Filter the listing below down to the lines holding the word "pfiDesignId", and copy those lines.
#####
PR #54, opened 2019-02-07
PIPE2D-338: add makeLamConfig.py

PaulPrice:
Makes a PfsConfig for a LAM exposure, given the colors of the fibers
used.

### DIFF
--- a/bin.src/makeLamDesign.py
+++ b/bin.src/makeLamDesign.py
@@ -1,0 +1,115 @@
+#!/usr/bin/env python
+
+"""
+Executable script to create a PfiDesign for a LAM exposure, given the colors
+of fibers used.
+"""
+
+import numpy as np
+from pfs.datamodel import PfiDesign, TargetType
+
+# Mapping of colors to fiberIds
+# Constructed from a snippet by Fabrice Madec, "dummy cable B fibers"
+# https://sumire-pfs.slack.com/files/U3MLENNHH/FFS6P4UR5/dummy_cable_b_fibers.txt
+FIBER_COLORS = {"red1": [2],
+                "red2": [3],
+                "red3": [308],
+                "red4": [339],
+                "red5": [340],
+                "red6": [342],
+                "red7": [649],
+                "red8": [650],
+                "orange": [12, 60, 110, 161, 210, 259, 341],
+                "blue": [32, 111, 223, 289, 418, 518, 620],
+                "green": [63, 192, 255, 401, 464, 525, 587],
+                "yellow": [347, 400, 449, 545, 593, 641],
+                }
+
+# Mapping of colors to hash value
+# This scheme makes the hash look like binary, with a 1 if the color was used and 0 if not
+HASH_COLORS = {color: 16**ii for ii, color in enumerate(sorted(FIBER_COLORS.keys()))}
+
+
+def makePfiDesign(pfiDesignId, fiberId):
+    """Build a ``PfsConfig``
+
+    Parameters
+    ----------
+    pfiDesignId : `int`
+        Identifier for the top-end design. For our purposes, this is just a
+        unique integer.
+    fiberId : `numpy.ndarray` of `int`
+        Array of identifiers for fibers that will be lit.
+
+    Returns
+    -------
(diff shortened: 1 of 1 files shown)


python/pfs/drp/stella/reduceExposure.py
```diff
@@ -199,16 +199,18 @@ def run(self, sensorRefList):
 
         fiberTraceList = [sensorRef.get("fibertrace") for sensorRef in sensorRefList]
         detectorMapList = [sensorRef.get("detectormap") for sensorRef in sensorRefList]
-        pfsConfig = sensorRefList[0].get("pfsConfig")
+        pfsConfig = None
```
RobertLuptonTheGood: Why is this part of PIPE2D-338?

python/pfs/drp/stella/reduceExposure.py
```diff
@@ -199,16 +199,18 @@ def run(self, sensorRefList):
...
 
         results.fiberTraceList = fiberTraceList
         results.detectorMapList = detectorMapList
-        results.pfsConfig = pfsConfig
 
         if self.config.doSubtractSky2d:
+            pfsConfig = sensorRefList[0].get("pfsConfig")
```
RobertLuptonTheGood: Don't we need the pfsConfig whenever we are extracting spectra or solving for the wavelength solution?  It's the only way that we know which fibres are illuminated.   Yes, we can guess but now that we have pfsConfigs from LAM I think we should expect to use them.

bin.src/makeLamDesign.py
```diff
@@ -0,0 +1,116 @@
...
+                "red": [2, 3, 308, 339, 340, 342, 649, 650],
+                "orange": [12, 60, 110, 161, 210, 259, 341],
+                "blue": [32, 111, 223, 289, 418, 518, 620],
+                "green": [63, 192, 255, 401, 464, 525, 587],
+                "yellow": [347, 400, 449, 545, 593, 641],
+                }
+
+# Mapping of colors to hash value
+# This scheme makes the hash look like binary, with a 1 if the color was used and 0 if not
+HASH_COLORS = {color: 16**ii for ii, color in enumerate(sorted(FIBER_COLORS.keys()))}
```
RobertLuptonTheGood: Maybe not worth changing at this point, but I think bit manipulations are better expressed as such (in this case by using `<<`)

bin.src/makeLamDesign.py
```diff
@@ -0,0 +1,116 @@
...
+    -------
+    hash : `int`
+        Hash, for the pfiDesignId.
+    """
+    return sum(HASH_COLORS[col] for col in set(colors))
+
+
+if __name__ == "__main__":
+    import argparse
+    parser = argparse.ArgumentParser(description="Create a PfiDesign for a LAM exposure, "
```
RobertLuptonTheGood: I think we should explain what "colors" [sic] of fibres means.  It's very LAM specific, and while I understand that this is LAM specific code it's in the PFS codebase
#####
TASK OUTPUT:
+def makePfiDesign(pfiDesignId, fiberId):
+    pfiDesignId : `int`
+        Hash, for the pfiDesignId.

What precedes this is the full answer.